◆ TASK PROMPT
Reproduce the full listing that appears beneath this instruction exactly.
+++ DATA EXTRACT +++
PR #6621, opened 2020-02-06
change DDI schemaLocation to https #6553

### LINKED ISSUE #6553: In DDI export, use https for the DDI schemaLocation URL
+++
◆ EXERCISE RESPONSE
PR #6621, opened 2020-02-06
change DDI schemaLocation to https #6553

### LINKED ISSUE #6553: In DDI export, use https for the DDI schemaLocation URL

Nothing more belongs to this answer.